Why Lisp Did Not and Never Will Gain Enough Traction - drmrkela
http://kresimirbojcic.com/2012/08/14/why-lisp-did-not-and-never-will-gain-enough-traction.html

======
KirinDave
None of these applies to Clojure, and by and large Clojure basically obsoletes
Ruby and Python unless you have concerns about the jvm startup time (which you
can work around with Nailgun, but many people don't). No, seriously, Clojure
is a uniform attack on everything of value in the Ruby, Python and Node.js
world, only with fantastic performance and more flexible syntax.

Indeed, criticizing "lisp" is difficult because it isn't really clear what you
mean. Common Lisp? Well that has a lot of work done for you. Scheme? That's
deliberately minimalist because it's not meant for everyday work until you go
outside the core spec (e.g., PLT Scheme's libraries). Clisp? MacLisp? What?

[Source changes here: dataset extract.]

PR #2358, opened 2015-02-03
core/fastpath: removed flawed slow-path conversion

nfedera:
Commit 0357a38e3129b67093c7c055c7eaa242ce293673 modified the function fastpath_send_update_pdu() to check if the desired update is possible by checking the payload size against the computed maxLength and the clients's advertised max request size.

Lisp didn't take off because it didn't take off. There isn't some deep
unconscious wisdom being tapped by the masses that we can read with tea leaves
and subtlety. These things are random. There is a parallel universe not far
from this one where Anic is a big deal and Pike took off in place of Python.

Because to assume otherwise that would imply that everyone knows every
language and some are uniform winners over others. Do you know every language
you have rejected? Heck, do you even know the general characteristics of Lisp,
or Haskell, or ML, or Anic, or Pike, or APL? _No_ , and to really try and
learn all of them would take a lot of time unless you're quite gifted. So the
premiere and popular programming languages are as unpredictable as fashion.

All you and I can do in our quest to be great software engineers is try and
choose tools that split the difference between The Best For the Job and the
Best We Can Manage.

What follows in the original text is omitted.